# Conectar de pc a pc con un cable DB25



## cc_jon8705 (Nov 21, 2005)

quiero saber los colores para conectar de pc a pc un cable DB25


----------



## Marcelo (Nov 21, 2005)

Los colores es algo difícil porque no todos ellos siguen el estandard.

Pero te puedo dar los pines para el cable INTERLINK que usa Windows.

Saludos.
Marcelo.


----------



## crespo (Mar 17, 2006)

es lo mas facil del mundo crea un cable db 25 conectando los colores a los numeros de los terminales si la pata 1 del primer conector es roja (ejemplo) conectas el extremo del cable tambien a la pata 1 del otro conector busca como hacer un cable paralelo o db25 y asi sabras como crearlo ahora para q se puedan comunicar 2 pc por este medio es algo fome ya q la información es unidireccional solo podras enviar datos de un pc a otro existe un servidor y un cliente yo lo hice por algo te lo digo ahora si necesitas pregunta y respondo en el foro lo de la configuracion tambien es muy facil depende solo del sistema operativo

crespo


----------



## maunix (Mar 17, 2006)

cc_jon8705 dijo:
			
		

> quiero saber los colores para conectar de pc a pc un cable DB25



Los colores? no son estándar ni mucho menos.  Cada cual elige los que quiere.  Los cables que uno compra en general tienen una secuencia de colores pero el 'cableado' en si para unir 2 pcs no tiene un estándar.

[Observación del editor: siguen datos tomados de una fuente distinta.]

PR #377, opened 2017-07-21
Handle keystore paths that are relative to Classpath

lorrin:
This might need some further work, but I thought I'd share to get the discussion started. I wanted to put a dummy self-signed cert in my JAR to use when in dev mode, and I discovered that I couldn't figure out a way to set `server.keystoreFile` in `application.properties` that would load it. If running from a JAR, Jetty wants a jar:file:/... style path. But if just running in my IDE, I need a file-system relative path. With this change I can add `%dev.server.keystoreFile = /pippo_self_signed.pkcs12` to my application.properties and it works in both cases without further modification. (`pippo_self_signed.pkcs12` resides in my `src/main/resources` folder)

### DIFF
--- a/pippo-server-parent/pippo-jetty/src/main/java/ro/pippo/jetty/JettyServer.java
+++ b/pippo-server-parent/pippo-jetty/src/main/java/ro/pippo/jetty/JettyServer.java
@@ -40,6 +40,11 @@ import javax.servlet.ServletException;
 import javax.servlet.http.HttpServletRequest;
 import javax.servlet.http.HttpServletResponse;
 import java.io.IOException;
+import java.net.MalformedURLException;
+import java.net.URL;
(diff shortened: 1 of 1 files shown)


decebals:
I need to understand your use case.
You have self-signed cert and you want to use this cert only in `dev` mode. You run your application two modes:
- via (fat) jar, the cert is included in jar file
- via IDE, the cert is in classpath (src/main/resources)

lorrin:
Yes, that is correct.

More broadly speaking, I'm interested in making sure I've got Pippo set up properly for TLS while I'm developing, and this seemed like the right way to do it. If you think there's a better way, please let me know. :-)

lorrin:
Hi @decebals , is there anything I can do to help move this PR forward?

decebals:
Thanks!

Otra pregunta, unir dos pcs con puerto serie o con puerto paralelo?


----------



## maunix (Mar 17, 2006)

crespo dijo:
			
		

> es lo mas facil del mundo crea un cable db 25 conectando los colores a los numeros de los terminales si la pata 1 del primer conector es roja (ejemplo) conectas el extremo del cable tambien a la pata 1 del otro conector busca como hacer un cable paralelo o db25 y asi sabras como crearlo ahora para q se puedan comunicar 2 pc por este medio es algo fome ya q la información es unidireccional solo podras enviar datos de un pc a otro existe un servidor y un cliente yo lo hice por algo te lo digo ahora si necesitas pregunta y respondo en el foro lo de la configuracion tambien es muy facil depende solo del sistema operativo
> 
> crespo



Nada mas errado que lo que acabas de decir.  

Para comunicar 2 PCs, ya sea por puerto serie o por paralelo, se DEBEN cruzar los Tx con los RX, sino como piensas que le llegan los datos si juntamos TX con TX ?

En el puerto paralelo es lo mismo ya que los TX y RX terminan siendo pines que se usan para el handshake con la impresora, algunso son de salida y otros son de entrada y es ahí donde se deben cruzar.


----------



## crespo (Mar 17, 2006)

ya lo hice para un proyecto en la u estudio ingenieria en informática por algo lo respondi magio o piensas q responderia por responder


----------



## crespo (Mar 17, 2006)

sabes tiene razon magio yo me equivoque revise mis cuadernos pasados y es de hombre reconocer errores aqui tienes un enlace como hacer el cable

http://atc.ugr.es/docencia/udigital/1210.html

espero te sirva ya q este es el q hice yo para la u y funciono muy bien


----------